TASK BRIEF
In the entries below, count the lines that hold the string "containing" and state only that count.

RECORDS FOR THE EXERCISE
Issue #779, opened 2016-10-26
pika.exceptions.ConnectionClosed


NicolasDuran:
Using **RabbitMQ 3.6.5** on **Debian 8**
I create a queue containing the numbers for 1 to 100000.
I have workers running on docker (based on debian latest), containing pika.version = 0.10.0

ANSWER BOX
2